■ Problem statement
Among the lines below, restate word for word only those from the line with "PR #182, opened 2026-07-20" through the line with "1. **Broaden embedded-native", with both end lines kept.

##### Given records

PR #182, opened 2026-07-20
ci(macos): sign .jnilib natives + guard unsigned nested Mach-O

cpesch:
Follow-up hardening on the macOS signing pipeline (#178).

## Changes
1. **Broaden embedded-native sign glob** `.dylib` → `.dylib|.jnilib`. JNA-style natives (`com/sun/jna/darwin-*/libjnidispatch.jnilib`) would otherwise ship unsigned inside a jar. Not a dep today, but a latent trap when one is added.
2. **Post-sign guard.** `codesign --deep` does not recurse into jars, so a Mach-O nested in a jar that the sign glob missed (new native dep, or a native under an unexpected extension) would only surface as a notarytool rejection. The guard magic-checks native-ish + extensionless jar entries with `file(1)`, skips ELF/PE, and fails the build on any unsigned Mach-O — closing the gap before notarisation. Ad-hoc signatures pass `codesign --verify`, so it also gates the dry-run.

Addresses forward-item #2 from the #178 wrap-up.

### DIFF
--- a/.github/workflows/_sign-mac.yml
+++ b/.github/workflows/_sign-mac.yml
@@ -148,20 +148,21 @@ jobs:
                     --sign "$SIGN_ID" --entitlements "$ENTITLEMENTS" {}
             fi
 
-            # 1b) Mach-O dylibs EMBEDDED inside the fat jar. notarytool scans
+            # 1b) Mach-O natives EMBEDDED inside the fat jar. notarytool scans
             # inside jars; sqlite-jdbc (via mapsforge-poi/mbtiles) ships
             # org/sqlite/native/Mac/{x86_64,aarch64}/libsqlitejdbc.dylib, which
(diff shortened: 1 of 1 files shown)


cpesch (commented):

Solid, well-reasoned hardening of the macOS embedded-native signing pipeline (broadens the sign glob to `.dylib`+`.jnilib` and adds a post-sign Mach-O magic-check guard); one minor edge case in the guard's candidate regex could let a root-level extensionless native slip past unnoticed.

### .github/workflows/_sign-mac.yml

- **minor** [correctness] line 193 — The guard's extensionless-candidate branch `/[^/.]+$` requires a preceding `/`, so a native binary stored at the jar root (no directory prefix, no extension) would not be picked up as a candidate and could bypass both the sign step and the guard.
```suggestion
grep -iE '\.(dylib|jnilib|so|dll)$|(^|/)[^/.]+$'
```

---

##########
##### Given records

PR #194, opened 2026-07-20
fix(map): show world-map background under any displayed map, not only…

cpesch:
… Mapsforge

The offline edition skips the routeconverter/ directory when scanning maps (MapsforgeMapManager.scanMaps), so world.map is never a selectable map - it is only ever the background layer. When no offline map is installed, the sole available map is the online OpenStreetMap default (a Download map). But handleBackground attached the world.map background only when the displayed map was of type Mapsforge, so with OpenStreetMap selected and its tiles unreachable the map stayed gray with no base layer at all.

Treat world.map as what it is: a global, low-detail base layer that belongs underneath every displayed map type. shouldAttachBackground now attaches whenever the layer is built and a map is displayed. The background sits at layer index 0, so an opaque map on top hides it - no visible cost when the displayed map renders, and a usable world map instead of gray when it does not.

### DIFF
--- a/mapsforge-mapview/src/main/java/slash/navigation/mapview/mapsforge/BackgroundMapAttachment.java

##########

■ Exercise result
PR #182, opened 2026-07-20
ci(macos): sign .jnilib natives + guard unsigned nested Mach-O

cpesch:
Follow-up hardening on the macOS signing pipeline (#178).

## Changes
1. **Broaden embedded-native sign glob** `.dylib` → `.dylib|.jnilib`. JNA-style natives (`com/sun/jna/darwin-*/libjnidispatch.jnilib`) would otherwise ship unsigned inside a jar. Not a dep today, but a latent trap when one is added.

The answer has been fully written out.